USA Today—Short-staffed USAID tries to keep pace
During her Senate confirmation hearing a few weeks ago, Secretary of State Hillary Clinton offered a blunt assessment of the U.S. Agency for International Development, founded under President Kennedy to revamp foreign assistance. “I think it’s fair to say that USAID, our premier aid agency, has been decimated,” she said. USA Today looks at the agency and its resources, and concludes that to a far greater extent than the State Department, USAID turns to contractors to fulfill its basic mission of fighting poverty and promoting democracy. Some experts also say that after decades of staff cuts, contract spending has outpaced the agency’s ability to manage it.
NY Times—After Departure, No Leader for U.S. AIDS Program
The abrupt departure of the State Department’s global AIDS coordinator, Dr. Mark Dybul, has led to debate over who should run what may be President Bush’s most important achievement: his commitment of billions of dollars to fighting AIDS overseas. Dybul’s resignation and the secrecy of the process to replace him has also upset some AIDS policy specialists. Last week, a coalition of 68 anti-AIDS groups sent a letter to Secretary of State Clinton asking her not to fill Dr. Dybul’s post immediately but to convene a committee to identify top candidates and get many viewpoints.
Reuters—World Bank appeals for Africa as growth slows
Africa’s economic growth will slow to 3.5 percent this year and could drop to 2.5 percent in 2010 unless rich nations take action to counter the impact of the global financial crisis, the World Bank said on Sunday. Experts say initial hopes the world’s poorest continent would escape the worst of the turmoil were premature and it will be hit hard by falling demand for commodities, reduced remittances, investment, tourism and domestic tax revenues.
Christian Science Monitor—Why Zimbabwe opposition agreed to join Mugabe’s government
The Christian Science Monitor looks at how the power-sharing agreement reached Friday between Zimbabwe opposition leader Morgan Tsvangirai and Zimbabwe President Robert Mugabe will work. Notably, Mugabe and Tsvangirai have agreed to share control of the Ministry of Home Affairs, which includes Zimbabwe’s often brutal police. And while the agreement is a significant development, Tsvangirai made it clear that it is not the end of the deadlock. “Let us make no mistake, by joining an inclusive government, we are not saying that this is a solution to the Zimbabwe crisis, instead our participation signifies that we have chosen to continue the struggle for a democratic Zimbabwe in a new arena,” he said in a statement.

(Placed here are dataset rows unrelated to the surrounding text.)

PR #35, opened 2019-02-08
feat(database): Create PostgreSQL database (AEROGEAR-8384)

craicoverflow:
## Motivation

JIRA: https://issues.jboss.org/browse/AEROGEAR-8384

## What

* Created Postgres database based on ERD
* Implemented server code to connect to database
* Implemented code to create tables
* Refactored unit tests to use database connection
* Changed App ID data type
* Updated README with database connection variables

## Why

The service needs a persistent database to store app information. The API will be used to save and retrieve information from that database.

## How

* Used [ERD](https://user-images.githubusercontent.com/1596014/52293332-7229e380-296e-11e9-9bc4-5322f0fbe0ab.png) to create the database.
* Added code in Go to connect to database using `database/sql` and `[lib/pq](https://github.com/lib/pq)`

## Verification Steps
 
1. Run the database container using `docker-compose up -d`. This will create the database
2. Run the API using `go run cmd/mobile-security-service/main.go`. This will create the tables if they don't already exist.
3. Go to an endpoint, such as http://localhost:3000/api/apps
4. If the server runs successfully and you can hit an endpoint, the database is connected.
5. Run integration tests: `make test-integration`
6. Run unit tests: `make test`

## Checklist:

## Progress

- [ ] Finished task

## Additional Notes

The logic in the repository does not yet get the information from the tables, but the infrastructure is now in place for us to do this. This can be done in a separate PR.


davidffrench:
@craicoverflow I am having some issues with the verification steps.

If I run `docker compose up -d` and go to `http://localhost:3000/api/apps`, I get a response of not found, which is to be expected.

If I run `docker compose up db` and then run `go run cmd/mobile-security-service/main.go`, I get the following error `panic: failed to connect to SQL database: pq: database "mobile_security_service" does not exist`

craicoverflow:
> @craicoverflow I am having some issues with the verification steps.
> 
> If I run `docker compose up -d` and go to `http://localhost:3000/api/apps`, I get a response of not found, which is to be expected.
> 
> If I run `docker compose up db` and then run `go run cmd/mobile-security-service/main.go`, I get the following error `panic: failed to connect to SQL database: pq: database "mobile_security_service" does not exist`

@davidffrench it's possible that the database container had not finished creating the database when you ran `go run cmd/mobile-security-service/main.go`. Could you try again? I have ran both these scenarios and they worked.

Also, you should not get a response of not found for  `http://localhost:3000/api/apps` as the repository function does not retrieve this data from the database yet. This will be in a different task/PR as it is out of the scope of this task.

davidffrench:
@craicoverflow Ignore the above comment. I figured out what was wrong after some debugging. I still have a previous docker container which had the db listed as aerogear_mobile_security_service. I figured this out after running 

1. `docker exec -it e4e4e693f8f7 bash`
2. `psql -U postgres`
3. `\l`

After removing the docker container, everything is now working as expected. Just in case anyone else has the same problem, I will leave this info here.

README.md
```diff
@@ -85,9 +85,28 @@ Now the application will use the values defined in `.env`.
...
+| PGAPPNAME         |                         | The [application_name](https://www.postgresql.org/docs/current/static/libpq-connect.html#LIBPQ-CONNECT-APPLICATION-NAME) connection parameter |
+| PGSSLCERT         |                         | The [sslcert](https://www.postgresql.org/docs/current/static/libpq-connect.html#LIBPQ-CONNECT-SSLCERT) connection parameter.                  |
+| PGSSLKEY          |                         | The [sslkey](https://www.postgresql.org/docs/current/static/libpq-connect.html#LIBPQ-CONNECT-SSLKEY) connection parameter.                    |
+| PGSSLROOTCERT     |                         | The [sslrootcert](https://www.postgresql.org/docs/current/static/libpq-connect.html#LIBPQ-CONNECT-SSLROOTCERT) connection parameter           |
+
 #### Database Entity Relationship Diagram
+
 <img src="https://user-images.githubusercontent.com/1596014/52293332-7229e380-296e-11e9-9bc4-5322f0fbe0ab.png" width="700" height="300">
 
 *Lucid Chart Link:* https://www.lucidchart.com/documents/edit/6293d791-8f70-47bb-8136-438128c27129/0
```
camilamacedo86: Better we merge this one : https://github.com/aerogear/mobile-security-service then update this point here

cmd/mobile-security-service/main.go
```diff
@@ -56,12 +57,23 @@ func initLogger(level, format string) {
 
 // Invoke handlers, services and repositories here
 func initHandlers(e *echo.Echo, c config.Config) {
+
 	// Prefix api routes
 	apiRoutePrefix := c.ApiRoutePrefix
 	apiGroup := e.Group(apiRoutePrefix)
```
camilamacedo86: The handler lawyer is responsible to receive the requests. The lawyer which will connect to the database is the repository one. So, I am not sure about this code here. I mean I don't think it should be imported in this lawyer at all.

craicoverflow: @camilamacedo86 what is a lawyer? I'm not familiar with this term in this context.

Perhaps this function should not be called `initHandlers` as you are right, it is doing more than this, it is initialising the service and repository as well.

README.md
craicoverflow: I think you're Adoc PR will be merged before this so I will probably have to pull in those changes and modify this before merging anyway :smile:

cmd/mobile-security-service/main.go
davidffrench: I would be inclined to split the db connect to it's own function, called from main before echo is instansiated and pass it through to this function.

internal/db/db.go
```diff
@@ -0,0 +1,66 @@
...
+// the necessary tables for the API (if they don't exist).
+func Setup(db *sql.DB) error {
+	if db == nil {
+		return errors.New("cannot setup database, must call Connect() first")
+	}
+
+	if _, err := db.Exec(
+		`
+		CREATE TABLE IF NOT EXISTS app (
+	    	id uuid NOT NULL UNIQUE,
```
davidffrench: Minor indentation change here

cmd/mobile-security-service/main.go
damienomurchu: @craicoverflow I think @camilamacedo86 means `layer`

+1 on `initHandlers()` not being the best place for db setup, perhaps move the db setup either to `main()` or its own dedicated method that would be called in `main()`, or else rename `initHandlers` to reflect what it's now doing?

pkg/web/apps/apps_http_handler_test.go
```diff
@@ -6,29 +6,39 @@ import (
...
+
 	"github.com/labstack/echo"
 )
 
-var mockPostgresRepository = NewPostgreSQLRepository()
-var mockService = NewService(mockPostgresRepository)
-
 func TestHTTPHandler_GetApps(t *testing.T) {
+	config := config.Get()
+	dbConn, err := db.Connect(config.DB.ConnectionString, config.DB.MaxConnections)
```
davidffrench: This makes our test dependant on the db running. We need to avoid this in our unit tests. The other mobile services split it so their integration tests have a dependency on the db but not unit tests.

internal/db/db.go
damienomurchu: `gofmt -w internal/db/db.go` should take care of that :+1:

cmd/mobile-security-service/main.go
camilamacedo86: Hi @craicoverflow,

`Layer` it is regarding the architecture of the project. Each layer has one kind of responsibility. 

So, the request will go through them as follows. 

https://cdn-images-1.medium.com/max/1600/1*0bgo3z8DsVR0WbEA-D6FEg.png

In this way, the layer responsible to connect to the database and get the data "Data Access Object" here is the repository

pkg/web/apps/apps_http_handler_test.go
craicoverflow: @davidffrench I have added an integration tag to the handler, repository and service test files so that they will only when the integration tag is supplied during `go test`. Is this right?

davidffrench: Yes, that should do it but wasn't for me locally.

davidffrench: As discussed in person, integration tests should be separated out.

cmd/mobile-security-service/main.go
craicoverflow: > Hi @craicoverflow,
> 
> `Layer` it is regarding the architecture of the project. Each layer has one kind of responsibility. So, the request will go through them as follows.
> 
> 1_0bgo3z8dsvr0wbea-d6feg
> 
> In this way, the layer responsible to connect to the database and get the data "Data Access Object" here is the repository. The handlers should not call the db directly.

Oh _layer_! You had said _lawyer_ which really confused me :grin:

pkg/web/apps/apps_http_handler_test.go
davidffrench: @craicoverflow Apologies, I see the changes for the integration tests have split everything out. This is not exactly what I meant. There should be a single file for the integration api tests just hitting the endpoints with the database setup. Exactly like https://github.com/aerogear/aerogear-app-metrics/blob/master/pkg/test/metrics-api_test.go have it setup. This will cover end to end integration of the components working together.

The db_test.go file can stay where it was but just with the `// +build integration` comment.

The HTTP handler, service and repository files still need there own unit test files associated with them. 

Let me know if you have any questions. If you prefer, catch me tomorrow and we can collaborate.

craicoverflow: :+1:

cmd/mobile-security-service/main.go
camilamacedo86: The Grammar app sometimes leads me to some misunderstands. Sorry, for that.

cmd/mobile-security-service/main.go
```diff
@@ -54,14 +58,30 @@ func initLogger(level, format string) {
...
+	if err := db.Setup(dbConn); err != nil {
+		panic("failed to perform database setup: " + err.Error())
+	}
+
+	return dbConn
+}
+
 // Invoke handlers, services and repositories here
-func initHandlers(e *echo.Echo, c config.Config) {
+func initHandlers(e *echo.Echo, c config.Config, dbConn *sql.DB) {
```
camilamacedo86: It shows still not make too much sense. Why a func with the name initHandler is using the database?

pkg/config/config.go
```diff
@@ -32,7 +39,44 @@ func Get() Config {
...
+// builds a libpq compatible connection string e.g. "user=postgresql host=localhost password=postgres
+func getDBConnectionString() string {
+
+	// These are all of the options supported by pq
+	dbConnectionConfig := map[string]string{
+		"dbname":                    getEnv("PGDATABASE", "mobile_security_service"),
+		"user":                      getEnv("PGUSER", "postgresql"),
+		"password":                  getEnv("PGPASSWORD", "postgres"),
+		"host":                      getEnv("PGHOST", "localhost"),
+		"port":                      getEnv("PGPORT", "5432"),
```
camilamacedo86: Should it not be env properties? Will ii always be a HOST=localhost?

pkg/db/db.go
```diff
@@ -0,0 +1,64 @@
...
+
+// Setup uses the existing database connection to create
+// the necessary tables for the API (if they don't exist).
+func Setup(db *sql.DB) error {
+	if db == nil {
+		return errors.New("cannot setup database, must call Connect() first")
+	}
+
+	if _, err := db.Exec(`
+		CREATE TABLE IF NOT EXISTS app (
```
camilamacedo86: Should it not better if it is in a seeds script called in the make setup for example?

pkg/test/apps_http_handler_test.go
```diff
@@ -0,0 +1,42 @@
+// +build integration
```
camilamacedo86: The dir structure here shows not to be properly organized. Here you add it in a test dir, however, you also add tests on  `pkg/web/apps/apps_psql_repository_test.go`. 

IHMO we should organize it by layers and not by business model. For example:
/handler
/service
/repository

Following the main reasons:

1. It makes clear for the devs the architecture defined to the project
2. Ita void confusion and help the dev not to do implementation which thoughts the layers
3. It makes easier the understand and where we should looking for or add the files

Also, shows that in go the test usually stays with the implementations. So, for example, the file app_handler_test will be together with app_handler and both in the dir /handler if my suggestion is accepted by the team.

cmd/mobile-security-service/main.go
damienomurchu: +1 `initHandlers` badly named at the least now

pkg/config/config.go
craicoverflow: These are env properties. localhost is the default value but they can be overridden with environment variables. Refer to the [documentation](https://github.com/aerogear/mobile-security-service#add-your-own-env-file) on using your environment variables.

pkg/db/db.go
craicoverflow: This was the decision agreed upon as it is used in app-metrics. Ideally long term we should have migrations in place.

pkg/test/apps_http_handler_test.go
craicoverflow: @camilamacedo86 this is outside of the scope of this PR. We have already agreed that the current approach is the best one.

[Trying Clean Architecture on Golang](https://hackernoon.com/golang-clean-archithecture-efd6d7c43047)

cmd/mobile-security-service/main.go
craicoverflow: Agreed that the function name is bad but this would probably require change in a separate PR. I think it could all be refactored into a function called `setup` or something similar.

@camilamacedo86 the reason `initHandlers` is using the database is because the handlers require the database to be injected into them.

pkg/test/apps_http_handler_test.go
camilamacedo86: @craicoverflow the project shows not following what has in the Blog Post added for you too. See it here https://hackernoon.com/trying-clean-architecture-on-golang-2-44d615bf8fdf. 

screenshot 2019-02-18 at 16 10 36

IHMO: We should create a task to skill up it and review, recheck if it is all place, if not them do the changes and add the argumentation in the PR for we are able to discuss it. Wdyt @davidffrench?

davidffrench: There is no need for the sub folders until we have more repositorys and delivery methods in my opinion. It just makes the folder structure more verbose in my opinion. It is unlikely we will have any additional storage or delivery methods in the future either.

craicoverflow: @camilamacedo86 this is not related to this PR. This can be discussed in our other communication channels if needed. We are not following the format from the blog post strictly, as you can see we are also following the [go-standard-layout](https://github.com/golang-standards/project-layout).

The main difference between ours and the blog post is they have subfolders per package. This is a valid discussion but it won't get the appropriate attention here.

camilamacedo86: @davidffrench the main diff over what has in the blog post and it this project is not the subfolders. According to the blog shows that it should be something as  

/apps
|----repository
/versions
|----repository
/devices
|----repository
/middleware
---> here will be the routers 

instead of the pkg.

davidffrench: @camilamacedo86 I get you. As Enda said above, we are using a combination of both clean architecture and go-standard-layout. The clean architecture from the blog post was one person's interpretation of a language agnostic clean architecture solution.

craicoverflow: @davidffrench +1. 

We are also following the **aerogear format** - see [app-metrics](https://github.com/aerogear/aerogear-app-metrics). This also follows [go-standard-layout](https://github.com/golang-standards/project-layout).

Financial Times—Doha round hopes dashed by acrimony
The completion of the Doha trade round appeared as far away as ever this weekend, when a gathering of trade ministers at the World Economic Forum in Davos descended into acrimony. Normally, the closing session of the forum displays ritualistic expectation that the trade round will be completed in the coming year, but there was little such optimism in 2009. Speaking in Davos, Kamal Nath, the Indian trade minister, blamed the U.S. election for stymieing negotiations last year and highlighted the difficulties he faced in sensitive areas such as rice. For India, he said lives were at stake, while for the U.S. the only issue was commerce.